PR #836, opened 2015-09-16
Add sgi icex support

cekees:
Cherry picked  support for SGI ICEX from stable/spirit branch. This shouldn't break  anything for anyone else. Note: stable/spirit still has changes due to  SSL issues on that machine that required using alternative URL's for  some of the sources. Once  those issues go away, commits in this PR  should be all that is needed.

### DIFF
--- a/pkgs/numpy/numpy.yaml
+++ b/pkgs/numpy/numpy.yaml
@@ -30,6 +30,29 @@ build_stages:
       export LAPACK=None
       export BLAS=None
 
+  - when: machine == 'SGIICEX'
+    name: create-site.cfg
+    after: prologue
+    before: install
+    handler: bash
+    bash: |
+      cat > site.cfg << EOF
+      [mkl]
+      library_dirs = /app/intel/compilers/14/mkl/lib/intel64
+      mkl_libs = mkl_rt,pthread,m
+      EOF
+
+  - when: machine == 'SGIICEX'
+    name: set-LDFLAGS
+    after: prologue
+    before: install
+    handler: bash
+    bash: |
+      export LDFLAGS="-shared -Wl,-rpath=${PYTHON_DIR}/lib $(${PYTHON_DIR}/bin/python-config --ldflags)"
+      export LAPACK=None
+      export BLAS=None
+      export ATLAS=None
+
   - when: machine == 'CrayXE6'
     name: create-site.cfg
     after: prologue
--- a/pkgs/daetk/daetk.yaml
+++ b/pkgs/daetk/daetk.yaml
@@ -26,6 +26,24 @@ build_stages:
     export MPI=$MPI_DIR
     touch dep.txt
 
+- when: machine == 'SGIICEX'
+  name: configure
+  mode: replace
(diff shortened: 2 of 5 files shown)


pkgs/numpy/numpy.yaml
```diff
@@ -30,6 +30,29 @@ build_stages:
...
 
+  - when: machine == 'SGIICEX'
+    name: create-site.cfg
+    after: prologue
+    before: install
+    handler: bash
+    bash: |
+      cat > site.cfg << EOF
+      [mkl]
+      library_dirs = /app/intel/compilers/14/mkl/lib/intel64
```
certik: I think that this should not be in here. Rather, this should be specified in the user profile for this particular machine.

I am ok with merging this as a temporary measure, but this is not the way to go in the long term.

cekees: Here I'm just following what was  done  for other platforms (linux, cygwin, CrayXE6).  How  do  you suggest that we refactor the platform specific  info?

certik: This is about linking Lapack and Blas. We've discussed this at length in some other issue, I think the way forward is to export Hashstack variables about where to find the given blas, and then in the user profile enable it. It's sort of like that already, but it's not finished. Then from here, i.e. form `numpy.yaml`, you just use something like `library_dirs=${LAPACK_DIRS}` or something like that.

certik:
As I said, this continues the current approach in `numpy.yaml`, so we can merge it, but this is not the way in the long term. This is obvious, since we want the packages in the `pkgs` directory to work on all platforms, and the path `/app/intel/compilers/14/mkl/lib/intel64` only works on one particular computer, so this path does not belong into `pkgs/*`, but rather into a user profile for this particular computer.

cekees:
Thanks. I agree that we  need to continue to work out the lapack/blas parameter issue referenced  elsewhere.  I disagree that the information you flagged should go into a user profile. HPC machines are platforms unto themselves, and it's important for the community that  we maintain this platform-specific  configuration information as part of hashstack  in a way that is  easy for others to reuse.  For example, somebody building custom stacks on a Cray XE6 or SGI ICE X shouldn't have to go searching through  proteus profiles (or even worse, some fork of hashstack) just to figure out how to build a stack with python + scipy. It ought to  just work  if somebody has done it before on that particular HPC machine and be highly likely to work it it's a related machine of the same platform (e.g. the handful of XE6's at DoD HPC centers the handful of Q's at DoE centers, etc.).

certik:
I think we need some kind of machine files for Cray XE6 or SGI ICE X, and so far I envisioned those to be the user profiles. If you think that Cray XE6 is a platform that is always the same, i.e. perhaps like linux or OS X, then we can have these paths hardwired in the packages themselves. Even then though, I would like the Lapack paths to be in the Lapack packages, not in the numpy package.

cekees:
I see. I'll think about it. I  definitely agree that numpy.yaml should be getting this from the lapack  and blas packages specified by the profile. Better support  for modules (as @dagss has outlined) will also  go a long way to eliminating some of these machine/platform-specific configurations.

PR #841, opened 2015-09-16
added  pythreejs pkg

cekees:
requires #839

### DIFF
--- a/pkgs/pythreejs.yaml
+++ b/pkgs/pythreejs.yaml
@@ -1,9 +1,9 @@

•••••

Set the data above down again in full, exactly as it reads.

FINISHED EXERCISE »
PR #836, opened 2015-09-16
Add sgi icex support

cekees:
Cherry picked  support for SGI ICEX from stable/spirit branch. This shouldn't break  anything for anyone else. Note: stable/spirit still has changes due to  SSL issues on that machine that required using alternative URL's for  some of the sources. Once  those issues go away, commits in this PR  should be all that is needed.

### DIFF
--- a/pkgs/numpy/numpy.yaml
+++ b/pkgs/numpy/numpy.yaml
@@ -30,6 +30,29 @@ build_stages:
       export LAPACK=None
       export BLAS=None
 
+  - when: machine == 'SGIICEX'
+    name: create-site.cfg
+    after: prologue
+    before: install
+    handler: bash
+    bash: |
+      cat > site.cfg << EOF
+      [mkl]
+      library_dirs = /app/intel/compilers/14/mkl/lib/intel64
+      mkl_libs = mkl_rt,pthread,m
+      EOF
+
+  - when: machine == 'SGIICEX'
+    name: set-LDFLAGS
+    after: prologue
+    before: install
+    handler: bash
+    bash: |
+      export LDFLAGS="-shared -Wl,-rpath=${PYTHON_DIR}/lib $(${PYTHON_DIR}/bin/python-config --ldflags)"
+      export LAPACK=None
+      export BLAS=None
+      export ATLAS=None
+
   - when: machine == 'CrayXE6'
     name: create-site.cfg
     after: prologue
--- a/pkgs/daetk/daetk.yaml
+++ b/pkgs/daetk/daetk.yaml
@@ -26,6 +26,24 @@ build_stages:
     export MPI=$MPI_DIR
     touch dep.txt
 
+- when: machine == 'SGIICEX'
+  name: configure
+  mode: replace
(diff shortened: 2 of 5 files shown)


pkgs/numpy/numpy.yaml
```diff
@@ -30,6 +30,29 @@ build_stages:
...
 
+  - when: machine == 'SGIICEX'
+    name: create-site.cfg
+    after: prologue
+    before: install
+    handler: bash
+    bash: |
+      cat > site.cfg << EOF
+      [mkl]
+      library_dirs = /app/intel/compilers/14/mkl/lib/intel64
```
certik: I think that this should not be in here. Rather, this should be specified in the user profile for this particular machine.

I am ok with merging this as a temporary measure, but this is not the way to go in the long term.

cekees: Here I'm just following what was  done  for other platforms (linux, cygwin, CrayXE6).  How  do  you suggest that we refactor the platform specific  info?

certik: This is about linking Lapack and Blas. We've discussed this at length in some other issue, I think the way forward is to export Hashstack variables about where to find the given blas, and then in the user profile enable it. It's sort of like that already, but it's not finished. Then from here, i.e. form `numpy.yaml`, you just use something like `library_dirs=${LAPACK_DIRS}` or something like that.

certik:
As I said, this continues the current approach in `numpy.yaml`, so we can merge it, but this is not the way in the long term. This is obvious, since we want the packages in the `pkgs` directory to work on all platforms, and the path `/app/intel/compilers/14/mkl/lib/intel64` only works on one particular computer, so this path does not belong into `pkgs/*`, but rather into a user profile for this particular computer.

cekees:
Thanks. I agree that we  need to continue to work out the lapack/blas parameter issue referenced  elsewhere.  I disagree that the information you flagged should go into a user profile. HPC machines are platforms unto themselves, and it's important for the community that  we maintain this platform-specific  configuration information as part of hashstack  in a way that is  easy for others to reuse.  For example, somebody building custom stacks on a Cray XE6 or SGI ICE X shouldn't have to go searching through  proteus profiles (or even worse, some fork of hashstack) just to figure out how to build a stack with python + scipy. It ought to  just work  if somebody has done it before on that particular HPC machine and be highly likely to work it it's a related machine of the same platform (e.g. the handful of XE6's at DoD HPC centers the handful of Q's at DoE centers, etc.).

certik:
I think we need some kind of machine files for Cray XE6 or SGI ICE X, and so far I envisioned those to be the user profiles. If you think that Cray XE6 is a platform that is always the same, i.e. perhaps like linux or OS X, then we can have these paths hardwired in the packages themselves. Even then though, I would like the Lapack paths to be in the Lapack packages, not in the numpy package.

cekees:
I see. I'll think about it. I  definitely agree that numpy.yaml should be getting this from the lapack  and blas packages specified by the profile. Better support  for modules (as @dagss has outlined) will also  go a long way to eliminating some of these machine/platform-specific configurations.

PR #841, opened 2015-09-16
added  pythreejs pkg

cekees:
requires #839

### DIFF
--- a/pkgs/pythreejs.yaml
+++ b/pkgs/pythreejs.yaml
@@ -1,9 +1,9 @@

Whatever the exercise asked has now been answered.